» Problem description: What appears from the line containing "patmbolger: Fixed." to the end of the listing below should be copied exactly, with no other lines.

(Records provided begins)

PR #142, opened 2015-12-22
Closes AgileVentures/MetPlus_tracker#129

patmbolger:
1. Added devise_invitable
2. New agency person process
  - Agency admin invites new person to confirm account in PETS
  - New person clicks "Accept invitation" in invite email
  - New person enters password (and confirmation), is signed in, and directed to Agency landing page
3. Above process will also accommodate adding a new company person (not yet built)
4. Delete agency person
5. Added 'status' field to AgencyPerson ('Invited', 'Active', 'Inactive) (these will need to be added to CompanyPerson as well)
6. Unit, functional and integration tests


app/controllers/people_invitations_controller.rb
```diff
@@ -0,0 +1,58 @@
+class PeopleInvitationsController < Devise::InvitationsController
```
joaopapereira: The indentation on this file look a bit off

app/models/agency_person.rb
```diff
@@ -3,14 +3,22 @@ class AgencyPerson < ActiveRecord::Base
...
   has_and_belongs_to_many :job_categories, join_table: 'job_specialities'
   has_and_belongs_to_many :job_seekers, join_table: 'seekers_agency_people'
 
   validates_presence_of :agency_id
   
+  STATUS = { IVT:   'Invited',
+             ACT:   'Active',
+             INACT: 'Inactive' }
+          
+  # validates :status, inclusion: STATUS.values
```
joaopapereira: Is this commented for any particular reason?

config/locales/devise_invitable.en.yml
```diff
@@ -0,0 +1,24 @@
+en:
```
joaopapereira: Maybe it would be nice to be able to store this information in the database, because if we need to change it, we need to do a code change.

app/controllers/people_invitations_controller.rb
patmbolger: Fixed.

app/models/agency_person.rb
patmbolger: Uncommented and add validation confirmation to unit test.

config/locales/devise_invitable.en.yml
patmbolger: Perhaps, but wouldn't we lose the ability to easily support other languages?  (Client at one point asked about supporting languages other than English).

If we want to put in DB, I'd prefer to do that as a separate story.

(Records provided ends)

» Answer to the problem:
patmbolger: Fixed.

app/models/agency_person.rb
patmbolger: Uncommented and add validation confirmation to unit test.

config/locales/devise_invitable.en.yml
patmbolger: Perhaps, but wouldn't we lose the ability to easily support other languages?  (Client at one point asked about supporting languages other than English).

If we want to put in DB, I'd prefer to do that as a separate story.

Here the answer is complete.